The matches section list the group of motifs that match each query motif. For each query-target match the following information is given:

Summary Table

The summary gives the important statistics about the motif match.

Name
The name of the matched motif.
Alt. Name
The alternative name of the matched motif.
p-value
The probability that the match occurred by random chance according to the null model.
E-value
The expected number of false positives in the matches up to this point.
q-value
The minimum False Discovery Rate required to include the match.
Overlap
The number of letters that overlaped in the optimal alignment.
Offset
The offset of the query motif to the matched motif in the optimal alignment.
Orientation
The orientation of the matched motif that gave the optimal alignment. A value of "normal" means that the matched motif is as it appears in the database otherwise the matched motif has been reverse complemented.
Alignment

The image shows the alignment of the two motifs. The matched motif is shown on the top and the query motif is shown on the bottom.

Create custom LOGO

By clicking the link "Create custom LOGO ↧" a form to make custom logos will be displayed.
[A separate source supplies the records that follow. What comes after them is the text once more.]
PR #4204, opened 2026-08-23
fix(missing_to): avoid false positive on participial verbs in prepositional phrases

### LINKED ISSUE #4132: Style: insert "to" to complete the infinitive wrong
**What got flagged?**
Image

“Ishethra,” says one who wears those ludicrous sunglasses and swim trunks, his mundane mortal flesh rune-carved, abs lined with ridges. “You’re under arrest for racketeering and attempted murder of Alek Suvor.”

"attempted" was flagged as a style issue.

**Why is this incorrect?**
- The text is in dialog
- The text is still gramatically connect. Maybe a "the" could be added before attempted, but still fine

**Example of correct usage:**
See text below screenshot

vjymisal0:
﻿> Disclaimer: This pull request was prepared with the assistance of an AI coding assistant (Antigravity).

Closes #4132

### Summary
Fixes a false positive in the `MissingTo` lint rule where participial controllers ending in `-d` or `-en` (e.g., `attempted`, `prepared`, `arranged`) inside prepositional phrases (such as `for racketeering and attempted murder`, `convicted of attempted robbery`, `with nicely arranged and prepared flowers`) were incorrectly flagged as missing `to`.

### Details
- Introduces `preposition_or_determiner_within_four` to check preceding context across conjunctions (`and`, `or`, `but`, `nor`) and participial nouns/gerunds (e.g. `racketeering`) for prepositions (`of`, `for`, `in`, `with`, `without`, `during`, `after`, `before`, `by`, `about`, `against`, `from`, `on`, `at`, `into`, `through`) as well as determiners.
- Suppresses false-positive `MissingTo` lints on past-participle controller words occurring within prepositional and determiner noun phrases.
- Added test cases covering:
  - `"You’re under arrest for racketeering and attempted murder of Alek Suvor."`
  - `"He was convicted of attempted robbery."`
  - Positive test verification: `"They attempted solve the problem without assistance."` -> correctly suggests `"They attempted to solve the problem without assistance."`

### DIFF
--- a/harper-core/src/linting/missing_to.rs
+++ b/harper-core/src/linting/missing_to.rs
@@ -242,28 +242,17 @@ impl MissingTo {
                     break;
                 }
 
+                if tok.kind.is_punctuation() {
+                    break;
+                }
+
                 let word = tok.get_str(source).to_lowercase();
                 let word = word.as_str();
 
-                if tok.kind.is_conjunction()
-                    || matches!(word, "and" | "or" | "but" | "nor")
-                    || tok.kind.is_verb_progressive_form()
-                {
-                    continue;
-                }
-
-                if tok.kind.is_determiner()
-                    || tok.kind.is_upos(UPOS::ADP)
+                if tok.kind.is_upos(UPOS::ADP)
                     || matches!(
                         word,
-                        "a" | "an"
-                            | "the"
-                            | "this"
-                            | "that"
-                            | "these"
-                            | "those"
-                            | "of"
-                            | "for"
+                        "of" | "for"
                             | "in"
                             | "with"
                             | "without"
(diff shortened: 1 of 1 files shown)


harper-core/src/linting/missing_to.rs
```diff
@@ -225,6 +225,57 @@ impl MissingTo {
...
+    ) -> bool {
+        let mut scan_cursor = controller_span_start;
+
+        for _ in 0..4 {
+            let Some((word, start)) = Self::previous_word_with_span(source, scan_cursor) else {
+                break;
+            };
+            let word = word.as_str();
+
+            if matches!(word, "and" | "or" | "but" | "nor") || word.ends_with("ing") {
```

The download button can then be clicked to generate a motif matching the selected specifications.

Image Type
Two image formats, png and eps, are avaliable. The pixel based portable network graphic (png) format is commonly used on the Internet and the Encapsulated PostScript (eps) format is more suitable for publications that might require scaling.
Error bars
Toggle error bars indicating the confidence of a motif based on the number of sites used in its creation.
SSC
Toggle adding pseudocounts for Small Sample Correction.
Flip
Toggle a full reverse complement of the alignment.
Width
Specify the width of the generated motif.
Height
Specify the height of the generated motif.